My opinion is that it's most realistic to make the admittedly arbitrary call that domesticated animals are a historical fact at this point and there's no way to put them 'back into nature.' I think these domesticated animals and pets should be offered the most humane lives possible within the cultural relationship with humans. I try to eat mostly vegetarian but I don't believe absolutism is healthy or a realistic way to live life.
I don't approve of exotic animal pets, mostly because I feel that the animals likely won't fair well under care that is probably insufficient to their needs, and also that they like zoo inhabitants would be better off in their natural (non-anthropogenic) habitats experiencing life as their species should.
>The [owners] say their existing animals — lions, tigers, camels, donkeys, alpacas, kangaroos and llamas — will go to suitable homes... the company will continue operating the Center for Elephant Conservation.
The circus is an affectation of nostalgia held by people that weren't even born when the circus was still a thing. They may have read a book when they were children that was 40 or 50 years old at that time that showed clowns and happy lions and bears dancing on balls. Like other cultural touchstones, horse racing, boxing, the Harlem Globetrotters, their time is past. They've been existing on fumes for decades and, now, those fumes are dissipating.
>"The circus is an affectation of nostalgia held by people that weren't even born when the circus was still a thing."
So identical to "mixologists" with Reconstruction-era facial hair that make pre-prohibition era cocktails for adults. These are are hugely popular though and seemingly everywhere these days.
Also circuses are for children, thats the target demographic. I don't think a 5 or 6 year old has an "affectation of nostalgia."
The Big Apple Circus, which has only used domesticated animals for years, is liquidating. The Ringling Bros. closing would have eventually happened, with or without the protests.
I went to a circus here in Germany and it only featured domesticated animals such as camels, goats, donkeys, llamas and sheep. Wasn't too bad but I still felt sorry for them =\
In recent years, Ringling Bros. tried to remain relevant, hiring its first African American ringmaster, then its first female ringmaster, and also launching an interactive app. It added elements from its other, popular shows, such as motorbike daredevils and ice skaters. But it seemingly was no match for Pokemon Go and a generation of kids who desire familiar brands and YouTube celebrities.
I think if they made a great app and some kind of brand phenomenon, it could have gone very differently.
This isn't paradoxical. The people protesting the circus are obviously not the same people buying tickets to the circus.
They seriously half assed it. They only dropped elephants, and pretty suddenly at that.... But left "lions, tigers, camels, donkeys, alpacas, kangaroos and llamas." Not nearly enough to keep the animal welfare people happy but just enough to annoy the ticket buyers. People who want to see tigers jump through flaming hoops also want to see elephants "perform." 99.9% of the people who object to elephants being in circuses are then going to object to other wild animals being in circuses. Removing elephants but leaving lions doesn't please them and it doesn't even make sense.

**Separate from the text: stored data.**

Issue #4059, opened 2019-11-22
Improve MNTR output readability


IgorFedchenko:
There are actually two points here: 
- make MNTR output simpler to use by other programmers, who are using nuget package
- make it simpler to review failure when debugging Azure Pipelines output for PR validation in Akka.NET

Right now, there is a nice [tool](https://github.com/akkadotnet/akka.net/blob/dev/src/core/Akka.MultiNodeTestRunner.Shared/Persistence/VisualizerPersistentTestRunStore.cs) that allows to review some basic information about test results on html page:
![image](https://user-images.githubusercontent.com/9683660/69457623-88c6ed00-0d7e-11ea-8b09-86b95d5aa62a.png)

This html file is generated near the folders with logs of each test/node.
There is no much details here, and when some of the tests are failing, you have to go into folder, open several text log files with parallel timelines and spend some time on it.
What would be nice is if we could get some aggregated logs with single timeline somewhere on the page above, so that we could easily review failed test logs here, maybe with some visualization of any critical places (i.e. logged exception might be displayed on the graph). Right now it seems like failed test is not showing it's timeline at all.

The second part of the improvement could be to add MNTR nodes logs into Azure Pipelines job output. So that even before downloading any of build artifacts you had a chance to make quick search there for some info. And, of course, would be nice to be able to see what assertion failed during multi-node test - right now we can only see the fact that some particular node failed:
![image](https://user-images.githubusercontent.com/9683660/69458186-ddb73300-0d7f-11ea-9281-c07610ed9e5e.png)

Maybe some other improvements could be done here?

Aaronontheweb:
I'm happy with our progress here. I'll mark this as closed.

PR #4067, opened 2019-11-25
MNTR logs representation improvements

IgorFedchenko:
Working on #4059 here.

So far, added aggregation of all log messages into single `aggregated.txt` file, ordered by timestamp. So, now it should be easier to review what is happening across the nodes.

I guess we will also need to output this aggregated timeline to Azure Pipelines output. This should be as simple as writing all of this logs into a console.


Aaronontheweb:
Thanks @IgorFedchenko - I'll check some of the MNTR output with this change.

Aaronontheweb:
[aggregated.txt](https://github.com/akkadotnet/akka.net/files/3888061/aggregated.txt) - this is already a major usability improvement. Much easier to see what's happening over the course of the test this way.

PR #4069, opened 2019-11-26
Fix MNTR logs datetime parsing

IgorFedchenko:
Related to #4059

Looks like in my #4067 PR I missed the fact that logger will format log record date and time depending on current locale. Current code was trying to parse single format (the once that is used on my local machine) - so need to fix this to support current locate. This will also fix parsing logs from CI run.

P.S. By the way, actually even if it will fail to parse the format, current implementation takes date and time of receiving the log for sorting. So, it will still give some more or less valid record order (but obviously some surprises may come up in that case).


Aaronontheweb:
Weird, wonder why this didn't run....

PR #4070, opened 2019-11-26
Possible correction in one of the intro documents. Changed to 'user guardian'.

chrillejb:
I was reading the documentation and stumbled upon the description of the user guardian which caught my attention since it seemed a bit too generic.

By looking at the description of the other guardians I came to the conclusion that the description probably meant to say: _user guardian_ instead of just: _guardian_.

What do you think? :smiley:


Aaronontheweb:
Yep, I think this is a good clarifying change.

By getting rid of one without the other they made exactly nobody happy and signed their own death certificate. How the hell did nobody see this?

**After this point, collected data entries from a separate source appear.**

PR #4071, opened 2019-11-27
TypeExtensions.TypeQualifiedName like in Hyperion

### LINKED ISSUE #3767: TypeExtensions.TypeQualifiedName includes strict assembly references for generic arguments
- Akka.NET 1.3.12
- Windows 10 64-bit (.NET Core 2.2).

The following code:
```
using Akka.Util;
using System;

namespace QuickTest
{
    public sealed class OtherClassA { }

    public sealed class OtherClassB { }

    public sealed class OtherClassC { }

    public sealed class ParentClass<T1, T2, T3>
    {
        public sealed class ChildClass
        {

        }
    }

    public sealed class Program
    {
        public static void Main(string[] args)
        {
            Console.WriteLine(TypeExtensions.TypeQualifiedName(typeof(ParentClass<OtherClassA, OtherClassB, OtherClassC>.ChildClass)));
            Console.ReadLine();
        }
    }
}
```

Produces the following result:

```
QuickTest.ParentClass`3+ChildClass[[QuickTest.OtherClassA, QuickTest, Version=1.0.0.0, Culture=neutral, PublicKeyToken=null],[QuickTest.OtherClassB, QuickTest, Version=1.0.0.0, Culture=neutral, PublicKeyToken=null],[QuickTest.OtherClassC, QuickTest, Version=1.0.0.0, Culture=neutral, PublicKeyToken=null]], QuickTest
```

This, as seen, includes fairly strict assembly references for generic arguments (`, Version=1.0.0.0, Culture=neutral, PublicKeyToken=null`), while it does not for non-generic types (and this appears to be very much intentional given the [current source](https://github.com/akkadotnet/akka.net/blob/5ca783fef57a23f9e0ee3d4c826c77e8b9155d6b/src/core/Akka/Util/TypeExtensions.cs#L67)).

This method is used when describing a type for the serialization manifest, and I do not feel it should ever be making a strict (versioned) assembly reference.

valdisz:
Ported type name extraction from Hyperion into Akka's `TypeExtensions.TypeQualifiedName`.
This PR resolves #3767

### DIFF
--- a/src/core/Akka.Tests/Serialization/SerializationSpec.cs
+++ b/src/core/Akka.Tests/Serialization/SerializationSpec.cs
@@ -6,6 +6,10 @@
 //-----------------------------------------------------------------------
 
 using System;
+using System.Collections.Concurrent;
+using System.IO;
+using System.Reflection;
+using System.Text.RegularExpressions;
 using Akka.Actor;
 using Akka.Configuration;
 using Akka.Dispatch.SysMsg;
@@ -13,6 +17,9 @@ using Akka.Routing;
 using Akka.Serialization;
 using Akka.TestKit;
 using Akka.TestKit.TestActors;
+using Akka.Util;
+using Akka.Util.Reflection;
+using FluentAssertions;
 using Xunit;
 
 namespace Akka.Tests.Serialization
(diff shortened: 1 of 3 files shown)


valdisz:
Working on review comments right now

valdisz:
@Aaronontheweb added 2 tests:
1. checks that assembly qualified type name does not have unwanted components like `Version`
2. checks that type manifest from old and new code is resolved to the identical type object

2nd point is to check serialization - there are many serializers, some of them are not using that extension method at all and are not affected. IMHO for me this looks better than storing old and new serialized messages somewhere and comparing them.

But, I can still make such a test if it is needed.

valdisz:
Strange that tests are failing, locally they are passing...

src/core/Akka.Tests/Serialization/SerializationSpec.cs
```diff
@@ -552,6 +559,29 @@ public void Can_apply_a_config_based_serializer_by_the_binding()
...
+            string coreAssemblyName = typeof(object).GetTypeInfo().Assembly.GetName().Name;
+            var assemblyName = type.GetTypeInfo().Assembly.GetName().Name;
+            var shortened = assemblyName.Equals(coreAssemblyName)
+                ? type.GetTypeInfo().FullName
+                : $"{type.GetTypeInfo().FullName}, {assemblyName}";
+            return shortened;
+        }
+
+        [Fact]
+        public void Legacy_and_shortened_types_names_are_equivalent()
```
Aaronontheweb: Good

src/core/Akka.Tests/Util/TypeExtensionsTests.cs
```diff
@@ -33,6 +35,42 @@ public void Test_nongeneric_implements()
...
+                yield return new object[] { typeof(ParentClass<OtherClassA, OtherClassB, OtherClassC>.ChildClass) };
+                yield return new object[] { typeof(string) };
+                yield return new object[] { typeof(object) };
+                yield return new object[] { typeof(TypeExtensionsTests) };
+            }
+        }
+
+        [Theory]
+        [MemberData(nameof(TargetTypes))]
+        public void Type_qualified_name_includes_only_typename_and_assemblyname(Type targetType)
```
Aaronontheweb: Good

Aaronontheweb:
@valdisz the specs were racy tests from our suite, a major nuisance that we're working on fixing through a number of changes - but your code looks good and I've approved it. Waiting on a re-run of the test suite.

I guess it was a knee jerk reaction?
They might have used the opportunity to have reimagined themselves as a modern circus without animals... Maybe, if they reformatted themselves and modernized. But I think their identity may have been too interwoven with animals to be able to move forward.
But the question posed remains, would people bring their kids to this kind of show without the allure of exotic animals? Probably. But maybe not under the Ringling Bros name.
Maybe the writing was on the wall for years and the elephants were the last nail in the coffin. I, personally, feel that Ringling Bros always was kind of still an outdated sideshow act. Sorry, Ringling, you stayed in the wrong century.